PR #7431, opened 2024-05-24
no longer try to open menus if a card is disabled but only had one ability

### LINKED ISSUE #7425: Dr. Lovegood breaks Always Be Running
Link to bug replay: https://jinteki.net/bug-report/2ba7ed6b-8671-4cc0-96a5-27514df3db86?b=0

Description:
[edit] After using Dr. Lovegood on Always Be Running, Always Be Running's "break subroutine" ability does not trigger when used and the click buttons become unresponsive.

NBKelly:
Fixes #7425

### DIFF
--- a/src/clj/game/cards/resources.clj
+++ b/src/clj/game/cards/resources.clj
@@ -1172,7 +1172,7 @@
                          (register-lingering-effect
                            state side card
                            {:type :disable-card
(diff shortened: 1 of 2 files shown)


NBKelly:
I also forgot to make the timing a real one when I edited this, so that's what the second PR is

· · · · · · ·

## Exercise goal
Using the records above, copy all lines that include the word "Running".

## Output for this task
### LINKED ISSUE #7425: Dr. Lovegood breaks Always Be Running
[edit] After using Dr. Lovegood on Always Be Running, Always Be Running's "break subroutine" ability does not trigger when used and the click buttons become unresponsive.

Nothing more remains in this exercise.